A HISTÓRIA: Ondas do mar. Santa Bárbara, 1979. Vemos a cidade do alto e, depois, um carro em chamas em um estacionamento. As pessoas começam a correr para ver o que está acontecendo. Dorothea (Annette Bening) e Jamie (Lucas Jade Zumann) olham admirados para a destruição. Dorothea diz que aquele era o Ford Galaxy do marido dela, o mesmo carro que eles usaram para trazer o filho deles do hospital para casa.

Jamie conta que a mãe dele tinha 40 anos quando ele nasceu, e que todos diziam que ela era muito velha para ter um filho. Dorothea conta sobre o primeiro contato com o filho, na maternidade, e como ela disse que a vida é grande e desconhecida. Esta é a história desta mãe e deste filho e das pessoas que conviveram com eles.

VOLTANDO À CRÍTICA (SPOILER – aviso aos navegantes que boa parte do texto à seguir conta momentos importantes do filme, por isso recomendo que só continue a ler quem já assistiu a 20th Century Women): Que bela e grata surpresa este filme! Ele me conquistou, desde o início, pela narrativa criativa e, claro, pelos ótimos personagens, pelo desenvolvimento da história e pelos diálogos. 20th Century Women é um exemplo fantástico de como o roteiro é algo fundamental em uma produção.

Como eu comentei na crítica anterior, de Ghost in the Shell (que você encontra por aqui), o roteiro para mim sempre será o elemento mais importante de qualquer produção.
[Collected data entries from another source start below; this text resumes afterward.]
PR #58, opened 2018-04-23
Enforce historic unique slugs

richtier:
[this task](https://uktrade.atlassian.net/browse/ED-4126)


core/models.py
```diff
@@ -40,8 +46,32 @@ class Meta:
...
+        is_historically_unique = True
+        if page:
+            queryset = (
+                HistoricSlug.objects
+                .filter(slug=slug)
+                .exclude(page=page)
+                .only('page__title')
+            )
+            is_historically_unique = queryset.count() == 0
+        return is_currently_unique and is_historically_unique
```
richtier: results in this
image

core/tests/test_views.py
```diff
@@ -455,7 +455,20 @@ def test_lookup_by_slug(translated_page, admin_client):
...
+def test_lookup_by_slug_historic(translated_page, admin_client):
+    old_slug = translated_page.slug
+    new_slug = translated_page.slug = 'new-slug'
+    translated_page.save()
+    for slug in [old_slug, new_slug]:
+        url = reverse('lookup-by-slug', kwargs={'slug': slug})
+        response = admin_client.get(url)
+
+        assert response.status_code == 200
+        assert response.json()['id'] == translated_page.id
```
kowalcj0: @richtier should we also check if the old and new slugs lead to the same page?

core/models.py
```diff
@@ -40,8 +46,28 @@ class Meta:
...
         super().__init__(*args, **kwargs)
 
+    @staticmethod
+    def _slug_is_available(slug, parent, page=None):
+        is_currently_unique = Page._slug_is_available(slug, parent, page)
+        is_historically_unique = True
+        queryset = HistoricSlug.objects.filter(slug=slug).only('page__title')
+        if page:
+            queryset = queryset.exclude(page__pk=page.pk)
+        is_historically_unique = queryset.count() == 0
```
kowalcj0: This might be an overkill, but it'd be a bit more explicit if parentheses were put around the right hand part of assignment:
`is_historically_unique = (queryset.count() == 0)` as `=` & `==` can be hard to spot at first sight

PR #60, opened 2018-04-25
Allow marking industries as showcase

richtier:
[this task](https://uktrade.atlassian.net/browse/ED-3902)

image


find_a_supplier/models.py
```diff
@@ -603,7 +605,11 @@ def get_url_path_parts(self, *args, **kwargs):
         APIField('seo_title'),
         fields.APIIndustriesListField(
             'industries',
-            queryset=IndustryPage.objects.all().order_by('slug')[:3],
+            queryset=(
+                IndustryPage.objects
+                .filter(show_on_homepage=True)
+                .order_by('slug')[:3]
```
kowalcj0: @richtier Should this `magic number` be replaced with an env variable?

richtier: it's not a number that will change depending on environments.

The home page simply only wants to see three industries.

PR #63, opened 2018-04-25
Improve privacy and cookies page

richtier:
[this task](https://uktrade.atlassian.net/browse/ED-4127)


core/models.py
```diff
@@ -202,6 +202,9 @@ def save(self, *args, **kwargs):
             self.slug = self.slug_identity
         super().save(*args, **kwargs)
 
+    def get_url_path_parts(self, *args, **kwargs):
```
konradko: what does this do?

export_readiness/models.py
```diff
@@ -71,6 +72,8 @@ class PrivacyAndCookiesPage(ExclusivePageMixin, BasePage):
         FieldPanel('title_en_gb'),
     ]
 
+    promote_panels = []
```
konradko: why is it important for this to be empty? Why is it not empty by default in `BasePage`?

PR #83, opened 2018-05-04
Select show case industries

richtier:
[this task](https://uktrade.atlassian.net/browse/ED-4190)
[this task](https://uktrade.atlassian.net/browse/ED-4207)


core/models.py
```diff
@@ -191,6 +191,7 @@ class ImageHash(models.Model):
     @staticmethod
     def generate_content_hash(file):
         filehash = hashlib.md5()
+        file.open()
```
sdonk: Are you not closing the file?

richtier: when I do `with file.open('rb') as f` I get error telling me this is not a context manager.

I'll try manually calling `close()`

PR #91, opened 2018-05-23
Add get finance page, fix bug where creating app throws error

eadpearce:
https://uktrade.atlassian.net/browse/CMS-81

also fixes a typo in `APIBreadcrumsSerializer`


core/fields.py
```diff
@@ -25,7 +25,7 @@ def __init__(self, name):
 
 class APIBreadcrumbsField(APIField):
     def __init__(self, name, app_label):
-        serializer = serializers.APIBreadcrumsSerializer(
```
richtier: crums :)

core/models.py
```diff
@@ -224,7 +224,7 @@ class Meta:
     @classmethod
     def allowed_subpage_models(cls):
         return [
-            model for model in super().allowed_subpage_models()
+            model for model in super().clean_parent_page_models()
```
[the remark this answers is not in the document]
eadpearce: inheriting from BasePage instead of Page ended up breaking this for some reason - `allowed_subpage_models` just returns an empty list. this seems to fix it

export_readiness/models.py
```diff
@@ -74,3 +80,90 @@ class PrivacyAndCookiesPage(ExclusivePageMixin, BasePage):
...
+        'wagtailimages.Image',
+        null=True,
+        blank=True,
+        on_delete=models.SET_NULL,
+        related_name='+'
+    )
+
+    breadcrumbs_label = models.CharField(max_length=50)
+    banner_content = MarkdownField()
+    section1_content = MarkdownField()
```
richtier: for consistency with other places, could you use `section_one_content` `section_two_content` please

Issue #57, opened 2019-01-13
Rename `ViewableOptic` to simply `View` / consider its validity


phadej:

kosmikus:
Is there any true benefit to having the `View(ableOptic)` generalisation over just having the `view1`, `view01`, and `viewN` functions to use which are more precise?

arybczak:
API compatibility with `lens` and `^.` that "just works".

kosmikus:
I'm not yet convinced this is an advantage in this case.

arybczak:
FWIW I'm pretty sure that if we don't have `.^` (which is most likely (one of) the most used operators in lens) the stream of complaints will be endless.

kosmikus:
Oh, I think we should have `^.`, but I think it should be equivalent to `flip view1`.

arybczak:
I have an idea.

What about making view for Fold and Traversal be toListOf?

That's consistent with other implementations of view - Lens/Getter give you `r`, Prism/AffineTraversal/AffineFold give you `Maybe r`, it's only logical that Traversal/Fold give you `[r]`. 

I think one of the first mistakes people make with `lens` is that they try to view a traversal or fold and expect a list, but instead they get that confusing error message about `no Monoid instance for` (or completely unexpected result if the return type happens be a Monoid). That change will make it work as expected.

arybczak:
Another possibility is to scrap ViewableOptic class altogether and:
- rename `view1` to `view`
- rename `view01` to `preview` and remove original `preview` that acts on folds. We can later add `firstOf` that does the same thing (but more efficiently, according to lens documentation).
- rename `viewN` to `foldOf`

arybczak:
I'm pretty convinced that the above is the move to go for, except we should also keep ViewableOptic class with current polymorphic `view` (after renaming it to something like `gview`) as it's needed for things like `passthrough` and `use`.

arybczak:
> Another possibility is to scrap ViewableOptic class altogether and:
> 
>     * rename `view1` to `view`
> 
>     * rename `view01` to `preview` and remove original `preview` that acts on folds. We can later add `firstOf` that does the same thing (but more efficiently, according to lens documentation).
> 
>     * rename `viewN` to `foldOf`

> I'm pretty convinced that the above is the move to go for, except we should also keep ViewableOptic class with current polymorphic `view` (after renaming it to something like `gview`) as it's needed for things like `passthrough` and `use`.

Both things were done.

PR #109, opened 2019-01-26
Make view return a list of results for (indexed) traversals and folds

arybczak:
Alright, nobody protested after I posted https://github.com/well-typed/optics/issues/57#issuecomment-456911279 so here's an implementation for testing the waters.

I'm also exporting `Optics.Operators `as part of `Optic.Core`. It currently has 6 operators:
- `&` - reexported from base
- `<&>` - reexported from base
- `^.` - with this change it somewhat becomes "one operator to view them all", i.e. it just works for majority of optics and gives you the result you'd expect (especially with traversals and folds). As a bonus you can run it for indexed variants and get indices.
- `#` - primarily for reverse application of `Iso` and `Prism`
- `%~` and `.~` - along with `&` used for nice update/set syntax: `T{_age=5} & age %~ (+1)`

I think they are core and should be exported by default.

I also moved `^..` and `^?` to `Optics.Operators.Compat` as I think `^.` is sufficient. `^..` and `^?` actually give you an illusion of type safety - they return `[a]` and `Maybe a` respectively, but they work for any fold. That means that if you refactor the code and e.g. your prism becomes a fold, return type of `^?` will not change and you might lose results if you miss it. This won't happen with `^.` because its return type will change from `Maybe a` to `[a]` and GHC will complain.

Demonstration:
```haskell
λ> Left "hi" ^. _Left
Just "hi"
λ> (1,2) ^. _1
1
λ> [Left ('c', "hi"), Right 42, Left ('a', "there")] ^. traversed % _Left % _2
["hi","there"]
λ> [Left ('c', "hi"), Right 42, Left ('a', "there")] ^. itraversed % _Left % _2
[(0,"hi"),(2,"there")]
```

### DIFF
--- a/optics-core/src/Optics/Core.hs
+++ b/optics-core/src/Optics/Core.hs
@@ -21,6 +21,7 @@ import Optics.Indexed         as O
 import Optics.Iso             as O
 import Optics.Lens            as O
 import Optics.LensyReview     as O
+import Optics.Operators       as O
 import Optics.Passthrough     as O
 import Optics.Prism           as O
 import Optics.PrismaticGetter as O
--- a/optics-core/src/Optics/Operators.hs
+++ b/optics-core/src/Optics/Operators.hs
@@ -38,7 +38,7 @@ infixl 1 <&>
 #endif
 
 -- | Flipped infix version of 'view'.
-(^.) :: ViewableOptic k a => s -> Optic' k is s a -> ViewResult k a
+(^.) :: ViewableOptic k is a => s -> Optic' k is s a -> ViewResult k is a
 (^.) = flip view
 {-# INLINE (^.) #-}
 
--- a/optics-core/src/Optics/Operators.hs
+++ b/optics-core/src/Optics/Operators.hs
@@ -58,7 +58,7 @@ infixl 8 ^..
 
 infixl 8 ^?
 
--- | Flipped infix version of 'review'.
+-- | Infix version of 'review'.
 (#) :: Is k A_Review => Optic' k is t b -> b -> t
 (#) = review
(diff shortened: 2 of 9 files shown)


arybczak:
No one has any opinions about this?

phadej:
If `view` on `Fold` would return `[a]`, so should `viewN` (and then we'll need `foldOf`),

I also like an idea of making

```haskell
(^.) = flip view1
(^?) = flip view01
(^..) = flip viewN -- the [a] returning one
```

---

I'm :-1: on re-exporting operators.

arybczak:
> If `view` on `Fold` would return `[a]`, so should `viewN` (and then we'll need `foldOf`),

Hmm, yes, that makes sense.

> I also like an idea of making
> 
> ```haskell
> (^.) = flip view1
> (^?) = flip view01
> (^..) = flip viewN -- the [a] returning one
> ```

That works fine, but you lose the ability to use indexed variants (lens has different set of operators for indexed versions, namely `^@.`, `^@?`, `^@..`, which are redundant with `(^.) == flip view`).

> I'm -1 on re-exporting operators.

Why? There are 4 optics-specific ones that simplify common usage a lot.

`Lens.Operators` has 122, which is of course overwhelming, but 4 is IMO completely fine.

phadej:
I see. With this PR `view` (and `(^.)` if it's `= flip view`) indeed has super powers. But then it's weird, shouldn't `%~` be the same then (i.e. make `%@~` redundant).

arybczak:
We could add equivalent `SettableOptic` class.

arybczak:
Closing in favor of #113.

PR #111, opened 2019-02-02
Split optics-extra, port bytestring/text/vector stuff from lens

### LINKED ISSUE #47: Add Each Text and Each ByteString instances
Also `packed` and `unpacked` are useful.

I think they can be in `optics-core`.

### LINKED ISSUE #64: Proper credit to Edward
but remove module headers

### LINKED ISSUE #81: Another package named e.g. `optics-extra`
I think there needs to be another package between `optics-core` and `optics-th` that contains stuff that TH uses, but also pulls in a couple more dependencies for completeness of instances.

E.g. TH needs `Data.Data.Optics` (#80), but it:
- has nothing to do with TH
- requires `unordered-containers`

TH generation also needs
- `Control.Lens.At` - Not yet ported, I think can be worked around.
- `Control.Lens.Wrapped` - This is used for generation of `Wrapped` instances for newtypes. We can skip it for now. The code is mostly trivial, but it has tons of dependencies.
- `Data.Tuple.Optics` - We can provide local versions of these if we really want.

Currently `Optics.Each` and indexed optics are missing instances for `unordered-containers` (and lesser extent `text`, `bytestring`, `vector`). I think it would be good to fit these into `optics-extra` (along with `Data.Data.Optics`) and add missing instances.

Or somewhere.

arybczak:
Fixes #64, fixes #81, fixes #47.

optics-core now only depends on `base`, `array` and `containers`. I left `*WithIndex` in optics-core since documentation uses `itraversed` etc. in examples and the majority of instances can be there anyway.

### DIFF
--- a/.travis.yml
+++ b/.travis.yml
@@ -68,10 +68,10 @@ install:
   - "sed -i.bak 's/^jobs:/-- jobs:/' ${HOME}/.cabal/config"
   - rm -fv cabal.project cabal.project.local
   - grep -Ev -- '^\s*--' ${HOME}/.cabal/config | grep -Ev '^\s*$'
-  - "printf 'packages: \"optics\" \"optics-core\" \"optics-sop\" \"optics-th\" \"generic-optics\" \"metametapost\"\\n' > cabal.project"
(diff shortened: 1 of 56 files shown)


arybczak:
Documentation needs a little polish I think, but that can be done later.

PR #112, opened 2019-02-03
Add VL affine traversal and Port Optics.At from lens

### LINKED ISSUE #30: And Ixed and At classes

arybczak:
Fixes #30.

The first commit borrows some ideas from #98 to get affine traversals in VL form which are usually easier to define than using `atraversal` and can be more efficient.

### DIFF
--- a/optics-core/src/Optics/AffineTraversal.hs
+++ b/optics-core/src/Optics/AffineTraversal.hs
@@ -26,6 +26,11 @@ type AffineTraversal s t a b = Optic An_AffineTraversal NoIx s t a b
 type AffineTraversal' s a = Optic' An_AffineTraversal NoIx s a
 
 -- | Type synonym for a type-modifying van Laarhoven affine traversal.
+--
+-- Note: this isn't exactly van Laarhoven representation as there is no
+-- @PointedFunctor@ class, but you can interpret the first argument as a
+-- dictionary of 'Pointed' class that supplies the @point@ function.
+--
 type AffineTraversalVL s t a b =
   forall f. Functor f => (forall r. r -> f r) -> (a -> f b) -> s -> f t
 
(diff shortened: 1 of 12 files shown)


arybczak:
I also threw in `Optics.Cons` as I tried it and it compiled without much intervention.

optics-core/src/Optics/AffineTraversal.hs
```diff
@@ -21,6 +25,13 @@ type AffineTraversal s t a b = Optic An_AffineTraversal NoIx s t a b
 -- | Type synonym for a type-preserving affine traversal.
 type AffineTraversal' s a = Optic' An_AffineTraversal NoIx s a
 
+-- | Type synonym for a type-modifying van Laarhoven affine traversal.
+type AffineTraversalVL s t a b =
+  forall f. Functor f => (forall r. r -> f r) -> (a -> f b) -> s -> f t
```
phadej: this is not the van Laarhoven representation. Correct one is `forall f. PointedFunctor f => ...`. This is naming issue, so some other name should be used for this type alias

arybczak:
I actually had Empty already ported locally, just didn't push it.

optics-core/src/Optics/AffineTraversal.hs
arybczak: True. I figured it's close enough though. It's a similar problem to `foldVL` function.

I'm not sure what the name should be though. Any suggestions?

arybczak: I created #114 for tracking this. It can stay like that for the moment, I'd like to have access to affine traversal specific stuff from this PR in #113 to figure out `zoom`, so I'm going to merge this tomorrow.

Issue #103, opened 2019-01-23
Add zoom and use functions


adamgundry:
I don't have a very good feel for these yet, but they came up in some code I was porting from `lens`.

arybczak:
#113 defined `use` in a way such that it works as both `use` and `preuse` from the lens library.

In theory if we make gview return multiple results with folds and traversals, we can also make it work like `ipreuse` and `iuse` from lens (well, actually better, because it won't return monoidal summary of indices when used with indexed fold, which as the lens library highlights doesn't make sense).

Alternative is to have all of these variations explicit (which I guess is consistent with view/preview/toListOf family). @adamgundry what do you think?

I'm not sure how `zoom` fits into the picture, but if it won't need `gview`, we can merge parts of ViewableOptic into `PermeableOptic` and get rid of `gview` entirely. But maybe it's alright to keep it... Ahh, so many questions.

PR #113, opened 2019-02-03
view -> foldOf, view1 -> view, view01 -> preview, generalized ViewableOptic

arybczak:
Improved version of #109.

Now:
- `view` / `^.` is for getters,
- `preview` / `^?` is for affine folds,
- `toListOf` / `^..` is for folds,
- `viewN` is called `foldOf`

and ViewableOptic has `gview` that does crazy things to allow concise implementation of `passthrough` (and `use` etc. in the future).


arybczak:
I backed off from the idea of returning multiple results with `gview`. I think as of now these changes are fairly uncontroversial.

arybczak:
I've added `use`, `uses`, `listening` and `listenings`. `pre` versions are not required.

Eh, but perhaps we should just have `use` for getters, `preuse` for affine folds and nothing for folds?

There is also `zoom`, but I didn't figure out its story yet.

If we don't need `gview` for `zoom`, perhaps we can get just get rid of it? Oleg, what about `passthrough`, how would that work without `gview`?

arybczak:
I'm going to merge this (while adding a note that the whole View module is experimental for now), the discussion about what `use` should ultimately be can continue in #103.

Em 20th Century Women ele é o elemento central e a melhor qualidade da produção, ainda que não seja a única, é claro.

Este filme conta a história fantástica de uma mulher de 55 anos que há vários anos cuida sozinha da criação do filho adolescente. Vivemos o final dos anos 1970, uma época de muitas modificações sociais e, claro, de avanços também na liberação da mulher. 20th Century Women coloca as mulheres em evidência, com certeza, mas o filme não se resume apenas a isso. Muito rico e interessante, ele também trata sobre a relação de mães e filhos e sobre como preparar um homem para o futuro.

Afinal, o que nos faz ser pessoas bacanas, realmente inseridas e participantes da sociedade? Que valores são importantes repassar para a frente, e como fazer isso sem sufocar quem precisamos educar? 20th Century Women trata de educação, mas trata também de amadurecimento e do desenvolvimento humano. E aí você pensa: puxa, mas tratar de todos estes temas em um filme deve ser algo complicado e maçante. Poderia ser, mas o roteirista e diretor Mike Mills faz isso com cuidado e maestria exemplar.

Como acontece com todo filme fantástico, sobre 20th Century Women também seria possível escrever praticamente um livro, ou um tratado. Não farei isso, vocês sabem, primeiro porque este não é o espaço adequado e, depois, porque com o meu manifesto eu já tinha defendido textos mais curtos e objetivos, citando que em casos especiais (e este é um deles) eu poderia escrever um pouco mais.

Gostei de algumas sacadas bacanas de Mills. Destaco duas. A primeira foi contar a história destacando alguns personagens centrais e os anos em que eles nasceram. A protagonista, claro, é Dorothea, que nasceu em 1924 e que tem a sua introdução narrada pelo filho, um rapaz que tenta entender a vida, a sua referência principal (a mãe) e tudo que lhe cerca sob a sua própria ótica pela primeira vez.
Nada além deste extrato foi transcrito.